# 'Viking' has landed !!!



## Tortuga (May 21, 2004)

Had a nice visit yestidday from Tom/Viking.. He laid a pile of new mesquite blanks on me (much appreciated) and a bunch of much needed .308 cartridges and helped (LOL..he dun the work...I just supervised) me to try and put the new blade on the band saw..One little detail had escaped me. The manual said to use a 93.5 inch blade, but I had forgot that Trod told me he had put a 6" riser on the saw.....SO...I now have on hand a brand new 93.5" x 1/2" Woodslicer Precision Resawing Blade on hand that is available FREE to anyone who can use it. We tried to stretch the blade an extry 12"...but that hardened steel is tough..lol... Re-read the manual and it reminded me that I needed a 105" blade if I wuz using a riser.. Got that booger ordered now...BUT I did learn how to change blades my ownself now..LOL.. The 'freebie' blade fits the Jet Mini lathe if any of you are using one of them. Yore welcome to it...just lemme know how to get it to ya... Muchas gracias for the help anyways, Tom.. At least I learnt sumthin yestidday..:tongue:

Tom also dropped off a dozen *BEAUTIFUL* Warrior pens as well..Along with the two dozen I've turned out this will complete the order for 35 pens for the Apache Attack group over in the sandbox........TexasT, lemme know how to get them to you for your Wife's next box to Charlie... Pix of Viking/Tom's pens below...

ALSO...MAN !!!!..a *whole evening* without 2cool..That was ROUGH !!!:tongue:
Mighty glad to be back in contact with my 'world'...:tongue:


----------



## Tortuga (May 21, 2004)

Think the blade has found a new good 'home' with speckle-catcher....


----------



## Slip (Jul 25, 2006)

That stinks Jim. I think you are going to like that Woodslicer blade. I know I like mine and has lasted forever. Those pens look great and know they will be appreciated. Your right, yesterday was quiet here on this section and seems 2cool was down part of the day with problems of some kind.
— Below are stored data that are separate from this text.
PR #758, opened 2021-03-16
CDRIVER-3905 Change estimatedDocumentCount to use collStats on 4.9+

benjirewis:
[CDRIVER-3905](https://jira.mongodb.org/browse/CDRIVER-3905)

Test changes in first three commits, code changes in remaining three.

Updates `mongoc_collection_estimated_document_count` to use an aggregate with the $collStats pipeline stage when running against server version 4.9 or higher. Adds a new wire version macro for wire version 12.

Adds new spec tests for estimatedDocumentCount under `crud/unified` and moves old CRUD tests to `crud/legacy`. Updates unified test runner accordingly. Updates retryable reads and versioned API spec tests involving estimatedDocumentCount.


src/libmongoc/src/mongoc/mongoc-collection.c
```diff
@@ -825,24 +882,45 @@ mongoc_collection_estimated_document_count (
...
+      ret = mongoc_collection_read_command_with_opts (
+         coll, &cmd, read_prefs, opts, reply_ptr, error);
+
+      if (error && error->code == MONGOC_ERROR_COLLECTION_DOES_NOT_EXIST) {
+         /* Collection does not exist. From spec: return 0 but no err:
+          * https://github.com/mongodb/specifications/blob/master/source/crud/crud.rst#estimateddocumentcount
+          */
+         error = NULL;
+         count = 0;
+         GOTO (done);
```
benjirewis, line 918: Although this swallows the error and returns 0, it does not touch the passed-in `reply` which still contains the NamespaceNotFound error. This is problematic, as users will not expect the reply to contain an error when the returned `error` is NULL. I could instead destroy `reply` and document that `reply` may be NULL when running against a non-existent collection. I could also mock a server response in `reply`, but mocking server behavior client-side sounds like trouble. 

@alcaeus I'm curious what would make more sense in PHP.

src/libmongoc/tests/unified/result.c
```diff
@@ -349,11 +349,6 @@ result_check (result_t *result,
 
    /* check result. */
    if (expect_result) {
-      if (!result->ok) {
-         test_set_error (
-            error, "expected result, but got error: %s", result->error.message);
-         goto done;
-      }
```
benjirewis, line 356: This was an existing bug in the unified test runner. We should not necessarily be expecting the result to be ok when `expectEvents` are specified according to the [spec](https://github.com/mongodb/specifications/blob/master/source/unified-test-format/unified-test-format.rst#expectedevent). I'll handle this change through a separate PR and ticket and rebase this PR eventually.

src/libmongoc/tests/bsonutil/bson-parser.c
```diff
@@ -638,30 +638,33 @@ bson_parser_parse (bson_parser_t *parser, bson_t *in, bson_error_t *error)
...
    bson_parser_entry_t *entry = NULL;
 
-   BSON_FOREACH (in, iter)
-   {
-      const char *key = bson_iter_key (&iter);
-      bson_parser_entry_t *matched = NULL;
-      /* Check for a corresponding entry. */
-      LL_FOREACH (parser->entries, entry)
+   /* Verify that key is not NULL. */
+   if (in) {
```
benjirewis, line 642: This was also an existing bug in the unified test runner. `bson_parser_parse` is sometimes called when the passed in document `in` is NULL, and it will cause an error in `BSON_FOREACH` if unchecked. I'll handle this change through a separate PR and ticket and rebase this PR eventually.

src/libmongoc/src/mongoc/mongoc-collection.c
alcaeus: PHP does not use the CRUD API from libmongoc but implements its own in the PHP library. As such, we're not affected by changes to this method.

alcaeus: Upon taking a closer look, we'll have to consider the server reply in general: even when the collection exists, the reply will be different from what a user might expect to be returned. I'm not sure how much of this is covered by a BC promise, but users won't see the usual `count` reply document when running on 4.9+.

src/libmongoc/src/mongoc/mongoc-collection.c
```diff
@@ -825,24 +882,45 @@ mongoc_collection_estimated_document_count (
...
+      /* On >= 4.9, use aggregate with collStats for estimatedDocumentCount */
+      _make_aggregate_for_edc (coll, &cmd);
+      ret = mongoc_collection_read_command_with_opts (
+         coll, &cmd, read_prefs, opts, reply_ptr, error);
+
+      if (error && error->code == MONGOC_ERROR_COLLECTION_DOES_NOT_EXIST) {
+         /* Collection does not exist. From spec: return 0 but no err:
+          * https://github.com/mongodb/specifications/blob/master/source/crud/crud.rst#estimateddocumentcount
+          */
+         error = NULL;
```
alcaeus, line 916: I may be mistaken, but I believe that this will cause memory to leak as we're not resetting error information, but rather setting the pointer to `NULL`. This should either use `bson_set_error` or `memset` to make sure there's no error information.

src/libmongoc/src/mongoc/mongoc-collection.c
```diff
@@ -825,24 +882,45 @@ mongoc_collection_estimated_document_count (
...
+         count = 0;
+         GOTO (done);
+      }
+      if (ret && bson_iter_init(&iter, reply_ptr)) {
+         if (bson_iter_find_descendant (&iter, "cursor.firstBatch.0.n", &iter)) {
+            count = bson_iter_as_int64 (&iter);
+         }
```
alcaeus, line 923: If the command was successful but we don't find the data we're looking for, we're returning a count of `-1` without exposing any additional information. It may be sensible to set `error` to something that indicates that we didn't receive the information we were looking for.

src/libmongoc/src/mongoc/mongoc-collection.c
```diff
@@ -825,24 +882,45 @@ mongoc_collection_estimated_document_count (
...
+                                             coll->read_concern,
+                                             coll->write_concern,
+                                             reply_ptr,
+                                             error);
+      if (ret) {
+         if (bson_iter_init_find (&iter, reply_ptr, "n")) {
+            count = bson_iter_as_int64 (&iter);
+         }
+      }
+   } else {
```
alcaeus, line 906: I mentioned this in the other comment and want to leave the final decision to @kevinAlbs and @bazile-clyde, but we may want to consider crafting a `reply` that matches the `count` command reply document when using agg pipeline to determine document count. While technically the details of how we get to a document count are internal and shouldn't be relied on by users, the fact that the reply document changes significantly may present a problem for some users.

I don't think we need to do anything for the error case, but in case we're returning any count we may want to craft a document like `{ "n" : <count>, "ok" : 1 }` to return when using agg pipeline to retrieve document count.

src/libmongoc/src/mongoc/mongoc-collection.c
```diff
@@ -796,6 +796,59 @@ mongoc_collection_count_with_opts (
...
+
+   bson_append_document_begin (&pipeline, keys[key], 1, &group_stage);
+   bson_append_document_begin (&group_stage, "$group", 6, &group_stage_doc);
+   bson_append_int32 (&group_stage_doc, "_id", 3, 1);
+   bson_append_document_begin (&group_stage_doc, "n", 1, &sum);
+   bson_append_utf8 (&sum, "$sum", 4, "$count", 6);
+   bson_append_document_end (&group_stage_doc, &sum);
+   bson_append_document_end (&group_stage, &group_stage_doc);
+   bson_append_document_end (&pipeline, &group_stage);
+   bson_append_array_end (out, &pipeline);
```
alcaeus, line 850: Using the `BSON_APPEND_` macros would make this a little easier to read as it removes the need to pass string lengths for everything. Compare `bson_append_utf8` for example:
```
bson_append_utf8 (out, "aggregate", 9, coll->collection, coll->collectionlen);

BSON_APPEND_UTF8 (out, "aggregate", coll->collection);
```

Depending on whether clang-format allows you to do so,  leveraging indentation could make this a little more readable as well:
```
BSON_APPEND_UTF8 (out, "aggregate", coll->collection);

[...]

BSON_APPEND_DOCUMENT_BEGIN (&pipeline, keys[key++], &coll_stats_stage);
   BSON_APPEND_DOCUMENT_BEGIN (&coll_stats_stage, "$collStats", &coll_stats_stage_doc);
      BSON_APPEND_DOCUMENT_BEGIN (&coll_stats_stage_doc, "count", &empty);
      bson_append_document_end (&coll_stats_stage_doc, &empty);
   bson_append_document_end (&coll_stats_stage, &coll_stats_stage_doc);
bson_append_document_end (&pipeline, &coll_stats_stage);
```

This could help make sense of the nesting a little better, but as I said, not sure if clang-format will allow you to do this.

alcaeus (commented):
Have a couple of notes, but the changes LGTM in general. I'd like to let @bazile-clyde or @kevinAlbs chime in on the reply and error pointer comments once they're available.

src/libmongoc/src/mongoc/mongoc-collection.c
benjirewis: Awesome! I wasn't aware of these macros. I've added them in but unfortunately cannot do the indentation you described. As you predicted, clang-format will not allow indentation of regular statements like this.

src/libmongoc/src/mongoc/mongoc-collection.c
bazile-clyde: I'm not sure if this a memory leak but I'm sure it's a no-op. Because C passes everything by value, this line changes a copy of the parameter's address and not the actual parameter itself or its contents. If this was passed by reference somehow then this would be a memory leak. Here's a code snippet of what's happening:
```
void faux_mod(int *ptr) {
	ptr = NULL;
	printf("faux_mod: address=%p\n", ptr ? ptr : 0);
}

void real_mod(int *ptr) {
	*ptr = 2;
	printf("real_mod: address=%p,val=%d\n", ptr ? ptr : 0, ptr ? *ptr : 0);
}

int main() {
   int* ptr;
   ptr = (int*) malloc(sizeof(int));
   *ptr = 1;

   printf("address=%p,val=%d\n", ptr ? ptr : 0, ptr ? *ptr : 0);

   faux_mod(ptr);
   printf("address=%p,val=%d\n", ptr ? ptr : 0, ptr ? *ptr : 0);

   real_mod(ptr);
   printf("address=%p,val=%d\n", ptr ? ptr : 0, ptr ? *ptr : 0);

   printf("set to NULL\n");
   ptr = NULL;
   printf("address=%p,val=%d\n", ptr ? ptr : 0, ptr ? *ptr : 0);

   free(ptr);
}

...
# output
address=0x558bcab3e2a0,val=1
faux_mod: address=(nil)
address=0x558bcab3e2a0,val=1
real_mod: address=0x558bcab3e2a0,val=2
address=0x558bcab3e2a0,val=2
set to NULL
address=(nil),val=0

```

src/libmongoc/src/mongoc/mongoc-collection.c
benjirewis: It's a great point, and it seems like we should put some thought into the consistency of the returned `reply`. I've created [CDRIVER-3933](https://jira.mongodb.org/browse/CDRIVER-3933) to do this work separately from this PR. The spec only requires us to return an int64 `count` and makes no mention of returning the server response, so we may get rid of `reply` entirely.

src/libmongoc/src/mongoc/mongoc-collection.c
benjirewis: Yep, you're totally right! Very helpful explanation, thank you @bazile-clyde . I only use `bson_set_error` now.

src/libmongoc/src/mongoc/mongoc-collection.c
benjirewis: As mentioned in the other thread, [CDRIVER-3933](https://jira.mongodb.org/browse/CDRIVER-3933) will be used for considering the future of the estimated document count `reply`.

src/libmongoc/src/mongoc/mongoc-collection.c
benjirewis: An interesting point! The estimated document count function did not return an error on a successful but malformed server response before this added functionality, so I'm not sure what a meaningful error would be. Any thoughts @bazile-clyde ?

src/libmongoc/tests/bsonutil/bson-parser.c
benjirewis: Done.

src/libmongoc/src/mongoc/mongoc-collection.c
```diff
@@ -796,6 +796,60 @@ mongoc_collection_count_with_opts (
...
+   int key = 0;
+
+   bson_init (out);
+   BSON_APPEND_UTF8 (out, "aggregate", coll->collection);
+   BSON_APPEND_DOCUMENT_BEGIN (out, "cursor", &cursor_empty);
+   bson_append_document_end (out, &cursor_empty);
+   BSON_APPEND_ARRAY_BEGIN (out, "pipeline", &pipeline);
+
+   BSON_APPEND_DOCUMENT_BEGIN (&pipeline, keys[key], &coll_stats_stage);
+   key++;
```
alcaeus, line 835: Nit: I feel like the `keys` variable doesn't bring any additional value:
```suggestion
   BSON_APPEND_DOCUMENT_BEGIN (&pipeline, "0", &coll_stats_stage);
```

src/libmongoc/src/mongoc/mongoc-collection.c
```diff
@@ -796,6 +796,60 @@ mongoc_collection_count_with_opts (
...
+   BSON_APPEND_DOCUMENT_BEGIN (
+      &coll_stats_stage, "$collStats", &coll_stats_stage_doc);
+   BSON_APPEND_DOCUMENT_BEGIN (&coll_stats_stage_doc, "count", &empty);
+   bson_append_document_end (&coll_stats_stage_doc, &empty);
+   bson_append_document_end (&coll_stats_stage, &coll_stats_stage_doc);
+   bson_append_document_end (&pipeline, &coll_stats_stage);
+
+   BSON_APPEND_DOCUMENT_BEGIN (&pipeline, keys[key], &group_stage);
```
alcaeus, line 843: Same nit as above:
```suggestion
   BSON_APPEND_DOCUMENT_BEGIN (&pipeline, "1", &group_stage);
```

src/libmongoc/src/mongoc/mongoc-collection.c
```diff
@@ -796,6 +796,60 @@ mongoc_collection_count_with_opts (
...
+   bson_t pipeline;
+   bson_t coll_stats_stage;
+   bson_t coll_stats_stage_doc;
+   bson_t group_stage;
+   bson_t group_stage_doc;
+   bson_t sum;
+   bson_t cursor_empty;
+   bson_t empty;
+   const char *keys[] = {"0", "1"};
+   int key = 0;
```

Geat looking pens as Usual.


----------



## Tortuga (May 21, 2004)

LOL, Slip...I took your recommendation on the Woodslicer...AND...if it don't cut like butter I'm a comin' lookin' for ya..

At least I had Tom to walk me thru the blade change.. I can learn by watching..but I have hell understanding the instruction books...:headknock

Oh..and, incidentally...this pen pix are of Tom's work...and they are BEAUTIFUL...:biggrin:


----------



## Tortuga (May 21, 2004)

Tortuga said:


> . The 'freebie' blade fits the *Jet Mini Lathe*.


Waallll...Pretty obvious skrew up on my part..but the blade fits the Jet 14" *BANDSAW*... That blade on the lathe would make for a 'Weapon of Mass Destruction' for shore...:headknock

In any event...it's found a good new home if we can hook up.... (embarrassed)....

Mea Culpae !!!! jd..

(know this post is completely unnecessary....but I don't want any of youse guys to figger the old phart had finally COMPLETELY lost ALL his 'marbles'.... That'll come soon enough, I'm shore...LOL)


----------



## Viking48 (Jan 24, 2006)

Jim, I really enjoyed the visit with you and glad I finally got a chance to meet you and your wife. I also appreciate the lessons on cartridge pens, deer horns and inserts - looking forward to putting them to use. I looked at my bandsaw and I'm pretty sure I can cut those thin slices on it. I'll give it a try and if it works OK I'll send some light colored slices your way. I went to my granddaughters birthday yesterday and took a look at my miter saw and I think it will work as well IF I ever get it back from my son.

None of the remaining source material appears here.